This is the exact same structural move as v3→v4 in the dense tutorial:

parallel p1 by 3 : group-4 spawns 3 warpgroups (1 producer + 2 consumers)
shared event full[2], empty[2] creates a 2-stage ring buffer (double-buffering)
The producer runs the K-loop independently, issuing async TMA loads
Both consumers process the same stage but on different M-tile halves (p1 - 1 selects top/bottom)
Metadata is still loaded from global memory (mma.load lhs_meta...) inside the consumer loop

We start with 2-stage rather than deeper pipelining because it is the simplest configuration that demonstrates the producer–consumer overlap benefit while keeping shared memory usage reasonable.

Compile and run:

./croqtile -gs -t cute -arch=sm_90a --use-warpspec --use-prepack \
  benchmark/performance/gemm_sp/gemm_sp_e4m3_dyn_sm90_warpspec_1p2c_swizzle32_64_prepack.co \
  -o /tmp/e4m3_step1.cute.result
CUDA_VISIBLE_DEVICES=0 bash /tmp/e4m3_step1.cute.result --execute

Result: ~586 TFLOPS (+36% vs baseline, 19.4% HW efficiency)

NCU snapshot (Step 1)¶

gpu__time_duration               :   1.28 ms
sm__throughput   (% of peak)     :  24.44%
dram__throughput (% of peak)     :  12.52%
pipe_tensor_hmma (% of peak)     :  23.11%
pipe_tensor instructions         :   1,048,576
global ld sectors                :  16,777,216

The improvement comes from the same mechanisms as the dense tutorial: warp specialization decouples producer and consumer, double-buffering lets the producer prefetch the next tile while consumers compute, and 1P2C doubles the consumer-side compute capacity. But tensor core utilization is only 23% — the kernel spends too much time in loop overhead because TK64 forces 128 K-steps for K=8192, and the narrow swizzle32/64 layout does not match the optimal TMA access pattern for this data type.
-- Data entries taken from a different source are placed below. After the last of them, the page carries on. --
PR #916, opened 2025-02-26
TreeMenu changes position from top to bottom when a sub category is clicked

dzonidoo:
SDESK-7255

### DIFF
--- a/app-typescript/components/TreeMenu.tsx
+++ b/app-typescript/components/TreeMenu.tsx
@@ -208,12 +208,11 @@ export class TreeMenu<T> extends React.Component<IProps<T>, IState<T>> {
                     onFirstUpdate: (state) => {
                         this.popperInstance?.setOptions({
                             placement: state.placement,
-                            modifiers: [
-                                {
-                                    name: 'flip',
-                                    enabled: false,
-                                },
-                            ],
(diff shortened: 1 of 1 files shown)


thecalcc (approved):

app-typescript/components/TreeMenu.tsx
```diff
@@ -199,6 +199,23 @@ export class TreeMenu<T> extends React.Component<IProps<T>, IState<T>> {
             if (this.openDropdownRef.current && this.dropdownRef.current) {
                 this.popperInstance = createPopper(this.openDropdownRef.current, this.dropdownRef.current, {
                     placement: 'bottom-start',
+                    modifiers: [
+                        {
+                            name: 'flip',
```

Step 2: Swizzle and Layout Restructuring¶

File: gemm_sp_e4m3_dyn_sm90_warpspec_1p2c_swizzle128_128_prepack.co

Before we can apply the advanced sparse optimizations (barrier decomposition, decoupled metadata staging), the memory layout must be restructured. The narrow swizzle32/64 layout from Step 1 does not support the wider K-tile and per-operand barrier design that the final kernel requires.

The key changes:

Parameter	Step 1	Step 2
`SPMM_TILE_K`	64	128
`SPMM_PACKED_TILE_K`	32	64
`SPMM_LHS_SWIZ`	32	64
`SPMM_RHS_SWIZ`	64	128
`SPMM_STAGES`	2	2 (unchanged)
`SPMM_META_TILE_COLS`	2	4

Why these changes matter:

Wider K-tile (TK128). Doubling TILE_K from 64 to 128 halves the K-loop trip count, which means fewer metadata loads and fewer barrier round-trips. Each K-step now does more useful work.
Wider swizzle (B64 LHS, B128 RHS). The wgmma.sp instruction reads the compressed LHS with a K-major access pattern. For E4M3 (1 byte per element), the access stride is 64 bytes, matching B64 swizzle. The dense RHS always benefits from B128 swizzle regardless of data type. Without proper swizzle alignment, shared memory bank conflicts can reduce effective bandwidth by up to 32×.
Wider metadata tile. SPMM_META_TILE_COLS grows from 2 to 4, matching the doubled K-tile so that metadata covers the full TK128 step.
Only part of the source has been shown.